Reviewer 10,000 Bullets made note of many other films having been made about making films, and wrote, "few, if any approach this subject in the way" that did this film, describing it as a celebration of schlocky cinema." They also noted that as it is intended as a film to spoof bad films, it was expected that the actor's performances would be "over the top area and not in a good way." The performances described as easiest to digest were those of David Faustino and Joe Estevez as bumbling cops and their inclusion of "some much-needed comic relief." They concluded that while the film attempted to be what it claimed, "the end result is a underwhelming experience that never fully reaches its potential."

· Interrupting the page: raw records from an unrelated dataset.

Issue #2875, opened 2023-10-02
Slow performance when merging cookies


gyula-lakatos:
- [X] Initially raised as discussion #2874 

There is a quite significant performance degradation when cookies are being used with requests.

`httpx._client.BaseClient._merge_cookies` calls into the cookiejar here:

```
        if cookies or self.cookies:
            merged_cookies = Cookies(self.cookies)
            merged_cookies.update(cookies)
            return merged_cookies
        return cookies
```

When either `cookies` or `self.cookies` is not None, then `httpx._models.Cookies.__bool__` will call into a method called `deepvalues` in http.cookiejar.CookieJar` by indirectly calling http.cookiejar.CookieJar.__iter__`.

`httpx._models.Cookies.__bool__`:

```
    def __bool__(self) -> bool:
        for _ in self.jar:
            return True
        return False
```

`http.cookiejar.CookieJar.__iter__`:

```
    def __iter__(self):
        return deepvalues(self._cookies)
```

Deepvalues is a significant performance hog because it does a lot of things recursively.

A suggested solution is to check `cookies` and `self.cookies` to None instead of using `__bool__`.

I dropped a performance snapshot to illustrate the problem:
<img width="1012" alt="image" src="https://github.com/encode/httpx/assets/126086412/618c7dce-6f1b-493c-8035-69bcd6e135f9">

Here `deepvalues` takes up almost 17% of the CPU time.

tomchristie:
Pulling in the stdlib `http.cookiejar` and `urllib.request` modules brings in quite a lot of submerged complexity... I'd wonder if we really need that for the `httpx.Cookies` implementation.

* Could we instead be using a plain dictionary format under-the-hood for the cookie persistence?
* Which cookie attributes does `httpx` honor? For example, does "expires" actually take affect?
* Can we point to a really clear easy-to-read functional description of http cookies?

vergeev:
> Could we instead be using a plain dictionary format under-the-hood for the cookie persistence?

I think the biggest obstacle here is the fact that the `jar` attribute of `Cookies` class is a part of a public interface: https://github.com/encode/httpx/blob/fbe35add82032d119d60c7f4de9bce2ccb12f6a1/docs/api.md?plain=1#L154 

[...]

PR #2894, opened 2023-10-14
perf: using None checking cookies instead of bool(#2875)

Tunglies:
# Summary
Performance improve. Related #2875
Before
```
         16002280 function calls (14002219 primitive calls) in 10.641 seconds

   Ordered by: internal time
   List reduced from 225 to 10 due to restriction <10>

   ncalls  tottime  percall  cumtime  percall filename:lineno(function)
  2000002    2.431    0.000    2.898    0.000 cookiejar.py:1679(set_cookie)
  1000001    2.243    0.000    6.808    0.000 _models.py:1057(set)
  1000001    1.289    0.000    1.599    0.000 copy.py:66(copy)
  1000001    1.219    0.000    2.914    0.000 cookiejar.py:761(__init__)
3000009/1000003    1.089    0.000    1.089    0.000 cookiejar.py:1227(deepvalues)
        1    0.532    0.532    0.532    0.532 perf_test.py:11(<dictcomp>)
        1    0.386    0.386   10.056   10.056 _models.py:1147(update)
        3    0.381    0.127    7.189    2.396 _models.py:1024(__init__)
  2000003    0.277    0.000    0.277    0.000 {method 'acquire' of '_thread.RLock' objects}
  1000001    0.207    0.000    0.207    0.000 {method 'copy' of 'dict' objects}
```
Now
```
         2245 function calls (2190 primitive calls) in 0.539 seconds

   Ordered by: internal time
   List reduced from 221 to 10 due to restriction <10>

   ncalls  tottime  percall  cumtime  percall filename:lineno(function)
        1    0.505    0.505    0.505    0.505 perf_test.py:11(<dictcomp>)
        3    0.029    0.010    0.029    0.010 {method 'load_verify_locations' of '_ssl._SSLContext' objects}
       14    0.001    0.000    0.001    0.000 {built-in method __new__ of type object at 0x00007FF9B50B8F90}
        3    0.001    0.000    0.001    0.000 {built-in method nt.stat}
        3    0.000    0.000    0.000    0.000 {method 'set_ciphers' of '_ssl._SSLContext' objects}
        6    0.000    0.000    0.000    0.000 enum.py:1374(_missing_)
        1    0.000    0.000    0.000    0.000 {built-in method winreg.OpenKey}
        5    0.000    0.000    0.000    0.000 _urlparse.py:149(urlparse)
      126    0.000    0.000    0.000    0.000 <frozen os>:674(__getitem__)
        3    0.000    0.000    0.032    0.011 default.py:119(__init__)
```
Benchmark
```
import io
import pstats
import cProfile
import httpx

merge_cookies_times = 1_000_000

pr = cProfile.Profile()
pr.enable()

httpx.Client(cookies={"default":"none"})._merge_cookies(cookies={f"{k}":f"{v}" for k,v in zip(range(merge_cookies_times), range(merge_cookies_times))})

pr.disable()
s = io.StringIO()
ps = (pstats.Stats(pr, stream=s)
      .strip_dirs()
      .sort_stats("tottime"))
ps.print_stats(10)
print(s.getvalue())
```
Github Action Workflow test all passed.

# Checklist

### DIFF
--- a/requirements.txt
+++ b/requirements.txt
@@ -11,19 +11,19 @@ chardet==5.2.0
 # Documentation
 mkdocs==1.5.3
 mkautodoc==0.2.0
-mkdocs-material==9.5.6
+mkdocs-material==9.5.12
 
 # Packaging
-build==1.0.3
-twine==4.0.2
+build==1.1.1
+twine==5.0.0
 
 # Tests & Linting
-coverage[toml]==7.4.1
-cryptography==42.0.4
+coverage[toml]==7.4.3
+cryptography==42.0.5
 mypy==1.8.0
-pytest==8.0.0
-ruff==0.1.15
+pytest==8.0.2
+ruff==0.3.0
 trio==0.24.0
 trio-typing==0.10.0
 trustme==1.1.0
-uvicorn==0.27.0.post1
+uvicorn==0.27.1


httpx/_client.py
```diff
@@ -397,7 +397,7 @@ def _merge_cookies(
         Merge a cookies argument together with any cookies on the client,
         to create the cookies used for the outgoing request.
         """
-        if cookies or self.cookies:
+        if cookies is None or self.cookies is None:
```
tomchristie, line 400: 🧐 This... seems to be the inverse of the logic before?

httpx/_client.py
```diff
@@ -397,7 +397,7 @@ def _merge_cookies(
         Merge a cookies argument together with any cookies on the client,
         to create the cookies used for the outgoing request.
         """
-        if cookies is None or self.cookies is None:
+        if not (cookies is None or self.cookies is None):
```
zanieb, line 400: This is not the same either... `not (x or y)` is not the same is `not x or not y`

For example, `x is true` and `y is false` then `not (x or y)` is `false` and `not x` or `not y` is `true`.

Additionally, `self.cookies` is _always_ not `None` so this will not work as intended https://github.com/encode/httpx/blob/ae4d72745c9aaf1d58db5ef5e6f19eeee83f7fe3/httpx/_client.py#L183

httpx/_client.py
```diff
@@ -397,7 +397,7 @@ def _merge_cookies(
         Merge a cookies argument together with any cookies on the client,
         to create the cookies used for the outgoing request.
         """
-        if cookies or self.cookies:
+        if not (cookies is None or self.cookies is None):
```
T-256, line 400:
```suggestion
        if not (cookies is None and self.cookies is None):
```
Then I think we can merge it after changelog added.

zanieb: No, we cannot. `self.cookies` is always not `None`.

zanieb (changes requested):
See https://github.com/encode/httpx/pull/2894/files#r1360817089

Marking this to avoid confusion re the review status.

PR #2901, opened 2023-10-25
Use ruff format

karpetrosyan:
[Ruff](https://docs.astral.sh/ruff/) introduced a new formatter that can completely replace black, allowing us to use ruff instead of ruff + black.

Ruff formatter, like ruff linter, is extremely fast.

### DIFF
--- a/pyproject.toml
+++ b/pyproject.toml
@@ -95,7 +95,10 @@ replacement = 'src="https://raw.githubusercontent.com/encode/httpx/master/\1"'
 [tool.ruff]
 select = ["E", "F", "I", "B", "PIE"]
 ignore = ["B904", "B028"]
-line-length = 120
+line-length = 88
+
+[tool.ruff.pycodestyle]
+max-line-length = 120
 
 [tool.ruff.isort]
 combine-as-imports = true
--- a/requirements.txt
+++ b/requirements.txt
@@ -19,13 +19,12 @@ build==0.10.0
 twine==4.0.2
 
 # Tests & Linting
-black==23.9.1
 coverage[toml]==7.3.0
 cryptography==41.0.4
 mypy==1.5.1
 types-certifi==2021.10.8.2
 pytest==7.4.3
-ruff==0.0.291
+ruff==0.1.3
 trio==0.22.2
 trio-typing==0.9.0
 trustme==1.1.0
--- a/scripts/check
+++ b/scripts/check
@@ -9,6 +9,6 @@ export SOURCE_FILES="httpx tests"
 set -x
 
 ./scripts/sync-version
-${PREFIX}black --check --diff $SOURCE_FILES
+${PREFIX}ruff format $SOURCE_FILES --diff
 ${PREFIX}mypy $SOURCE_FILES
 ${PREFIX}ruff check $SOURCE_FILES
--- a/httpx/_transports/default.py
+++ b/httpx/_transports/default.py
@@ -64,7 +64,7 @@ SOCKET_OPTION = typing.Union[
 def map_httpcore_exceptions() -> typing.Iterator[None]:
     try:
         yield
-    except Exception as exc:  # noqa: PIE-786
+    except Exception as exc:
         mapped_exc = None
 
         for from_exc, to_exc in HTTPCORE_EXC_MAP.items():
--- a/scripts/lint
+++ b/scripts/lint
@@ -9,4 +9,4 @@ export SOURCE_FILES="httpx tests"
 set -x
 
 ${PREFIX}ruff --fix $SOURCE_FILES
-${PREFIX}black $SOURCE_FILES
+${PREFIX}ruff format $SOURCE_FILES


pyproject.toml
```diff
@@ -94,8 +94,9 @@ replacement = 'src="https://raw.githubusercontent.com/encode/httpx/master/\1"'
 # https://beta.ruff.rs/docs/configuration/#using-rufftoml
 [tool.ruff]
 select = ["E", "F", "I", "B", "PIE"]
-ignore = ["B904", "B028"]
-line-length = 120
```
karpetrosyan, line 98: Previously, we had a 120 limit on the ruff linter and an 88 limit on the black formatter, so our entire code base had an 88 limit.

Kludex:
Announcement: https://astral.sh/blog/the-ruff-formatter

scripts/check
```diff
@@ -9,6 +9,6 @@ export SOURCE_FILES="httpx tests"
 set -x
 
 ./scripts/sync-version
-${PREFIX}black --check --diff $SOURCE_FILES
+${PREFIX}ruff format $SOURCE_FILES --check
```
T-256, line 12:
```suggestion
${PREFIX}ruff format $SOURCE_FILES --diff
```

T-256 (approved):

scripts/check
karpetrosyan: Does ruff format support --diff option?

```
ruff format test.py --check --diff
error: unexpected argument '--diff' found

Usage: ruff format <FILES|--check|--config <CONFIG>|--respect-gitignore|--no-respect-gitignore|--force-exclude|--no-force-exclude|--line-length <LINE_LENGTH>|--isolated|--stdin-filename <STDIN_FILENAME>|--preview|--no-preview>

```

T-256: > Does ruff format support --diff option?

Yes.
```
>ruff --version
ruff 0.1.2

>ruff help format
Run the Ruff formatter on the given files or directories

Usage: ruff format [OPTIONS] [FILES]...

Arguments:
  [FILES]...  List of files or directories to format

Options:
      --check
          Avoid writing any formatted files back; instead, exit with a non-zero status code if any files would have been modified, and zero otherwise
      --diff
          Avoid writing any formatted files back; instead, exit with a non-zero status code and the difference between the current file and how the formatted file would look like

...
```

musale (approved):
This looks good to me.

pyproject.toml
```diff
@@ -94,8 +94,9 @@ replacement = 'src="https://raw.githubusercontent.com/encode/httpx/master/\1"'
 # https://beta.ruff.rs/docs/configuration/#using-rufftoml
```
zanieb, line 94: Fyi the documentation moved to docs.astral.sh/ruff

pyproject.toml
zanieb: Not technically true, as Black's limit is used to attempt to split lines but sometimes it cannot. Ruff would raise E501 on lines exceeding 120 which was the "true" line limit. Now you've disabled E501 so lines can exceed the maximum length without warning.

Personally I think having line-length enforcement in addition to the formatter is overkill, but this is a change.

karpetrosyan: I believe we should keep the real line-length limit at 120, as we did previously, and not ignore E501 so ruff can warn us about long strings that ruff format cannot fix.

Kludex (changes requested):
Change to 88 back, please.

Or at least let's discuss before.

karpetrosyan:
> Change to 88 back, please. At least let's discuss first.

It was 120 originally, and I just reverted that change :confused: .

> Also, what's the time black takes to format httpx?

I don't think it matters; we just have an opportunity to get rid of the extra dependency.

Kludex:
> > Change to 88 back, please. At least let's discuss first.
> 
> It was 120 originally, and I just reverted that change 😕 .

It was 120 on linting... It was 88 on format.

karpetrosyan:
> It was 120 on linting... It was 88 on format.
> Change to 88 back, please. At least let's discuss first.

How do you want me to do it? Both the formatter and the linter have a single line length. I'm not sure what the "change back to 88" event means here.

Setting the formatter line length equal to the linter line length feels more natural to me.

pyproject.toml
T-256: I think for now you can keep current behavior by this configuration:

```toml
# https://docs.astral.sh/ruff/configuration/#using-rufftoml
[tool.ruff]
ignore = ["B904", "B028"]

[tool.ruff.pycodestyle]
max-line-length = 120

[tool.ruff.isort]
combine-as-imports = true
```
Ref: https://docs.astral.sh/ruff/settings/#pycodestyle-max-line-length
Use default `line-length` for formatting and warn about long strings via `max-line-length`.

requirements.txt
```diff
@@ -19,13 +19,12 @@ build==0.10.0
...
 
 # Tests & Linting
-black==23.9.1
 coverage[toml]==7.3.0
 cryptography==41.0.4
 mypy==1.5.1
 types-certifi==2021.10.8.2
 pytest==7.4.2
-ruff==0.0.291
+ruff==0.1.2
```
T-256, line 27:
```suggestion
ruff==0.1.3
```

pyproject.toml
tomchristie: > I think for now you can keep current behavior by this configuration

That seems helpful, thanks.

Their announcement includes this...

> "ruff format achieves >99.9% compatibility with Black, as measured by changed lines. When migrating an existing project to Ruff’s formatter, the vast majority of lines will be formatted identically"

We ought to aim for this PR having as minimal a change footprint as possible.

Kludex: > I'm not sure why the formatter limit is 88 and the linter limit is 120.

The obvious guess is the formatter is an ecosystem replacement to black, and the linter is a replacement for flake8.

We aim to have the same setup/configuration/organization across the projects of encode, and the decision here will affect the others.

Also, we always have a policy of minimal changes on each PR.

karpetrosyan: > We aim to have the same setup/configuration/organization across the projects of encode, and the decision here will affect the others.

Yes, it makes sense now why we might want to continue using this approach. 
Compared to the request to "change back to 88," this explanation is far more detailed.

Anyway, if you like, this pull request could be a good starting point for migrating to the "same limitation for linter and formatter" approach across the encode projects.

tomchristie: > Also, we always have a policy of minimal changes on each PR.

👍 - I'm okay with reviewing this pr if/when it doesn't substantially affect the existing formatting.

T-256: > Anyway, if you like, this pull request could be a good starting point for migrating to the "same limitation for linter and formatter" approach across the encode projects

As you also pointed there are some cases (e.g. long strings) formatter unable to keep line length so as POV of formatter the code is formatted, but linter will raise error on that line.
Here are all lines raises `E501` with line length > 88:
```shell
> ruff check .
httpx\_client.py:1267:89: E501 Line too long (96 > 88)
httpx\_client.py:1983:89: E501 Line too long (96 > 88)
httpx\_decoders.py:262:89: E501 Line too long (89 > 88)
httpx\_exceptions.py:316:89: E501 Line too long (99 > 88)
httpx\_exceptions.py:326:89: E501 Line too long (98 > 88)
httpx\_main.py:66:89: E501 Line too long (95 > 88)
httpx\_main.py:78:89: E501 Line too long (92 > 88)
httpx\_models.py:361:89: E501 Line too long (93 > 88)
httpx\_multipart.py:51:89: E501 Line too long (96 > 88)
httpx\_multipart.py:99:89: E501 Line too long (94 > 88)
httpx\_multipart.py:103:89: E501 Line too long (93 > 88)
httpx\_multipart.py:121:89: E501 Line too long (94 > 88)
httpx\_transports\default.py:193:89: E501 Line too long (108 > 88)
httpx\_transports\default.py:331:89: E501 Line too long (108 > 88)
httpx\_urlparse.py:363:89: E501 Line too long (93 > 88)
httpx\_urlparse.py:379:89: E501 Line too long (97 > 88)
httpx\_urlparse.py:458:89: E501 Line too long (89 > 88)
httpx\_urls.py:54:89: E501 Line too long (91 > 88)
httpx\_urls.py:60:89: E501 Line too long (89 > 88)
httpx\_urls.py:67:89: E501 Line too long (89 > 88)
httpx\_urls.py:118:89: E501 Line too long (93 > 88)
httpx\_urls.py:308:89: E501 Line too long (92 > 88)
httpx\_urls.py:345:89: E501 Line too long (106 > 88)
tests\client\test_auth.py:599:89: E501 Line too long (94 > 88)
tests\models\test_cookies.py:97:89: E501 Line too long (105 > 88)
tests\test_config.py:104:89: E501 Line too long (98 > 88)
tests\test_multipart.py:177:89: E501 Line too long (106 > 88)
tests\test_utils.py:112:89: E501 Line too long (100 > 88)
Found 28 errors.
```

You can fix them in separate PR then remove `max-line-length = 120`.

karpetrosyan:
Okay, I used the solution that @T-256 suggested, which was to use the max-line-length provided by the `pycodestyle` settings to keep this pull request as simple as possible.

Later, I'll start a discussion about enforcing limits to the same number.

Kludex (approved):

Genre review sites noted both positive and negative traits in general. Some samples conclude, "the acting is good, the movie looks nice, and it has a few chuckle moments, but the concept isn't all that intriguing and the thing feels more like a broke-ass episode of Family Guy the way it jumps to flashbacks and the movie-within-a-movie". Online reviewer Upchuck Undergrind of corazine.com was highly favorable, stating, "it's a VERY well-written film. Given that much of its running time is conversation, a lot of sharp writing chops were necessary to give us characters and dialogue to keep our attention, since this isn't a tits-and-gore affair", but also noting that the title and packaging are "misleading, more likely to draw fans of the dumb, endless parodies rather than the kind of viewer such a thoughtful film requires". Craig McGee of Horrornews.net had this to say: "It isn’t for everyone, but not for the usual reasons – it’s a talky dramatic humorous satire with bits and pieces of a horror movie sprinkled in between via the described scenes of the movie the main characters are discussing over dinner"..."If you loathe character development, intelligent satire, and in-joke movie references, do not watch this flick. But if you don’t mind those things…if you DO wanna cheer for people to make the right choices and win in their lives while enjoying a viciously eloquent satirical skewering of the movie making process, then like me, NOT ANOTHER B MOVIE is exactly what you need."

===Awards and nominations===
The film was recipient of award nominations at the 2012 Indie Horror Film Festival in Chicago - film nomination for Best Comedy, nomination of Lindsey Gareth for Best Supporting Actress, and a nomination of David Faustino for Best Supporting Actor.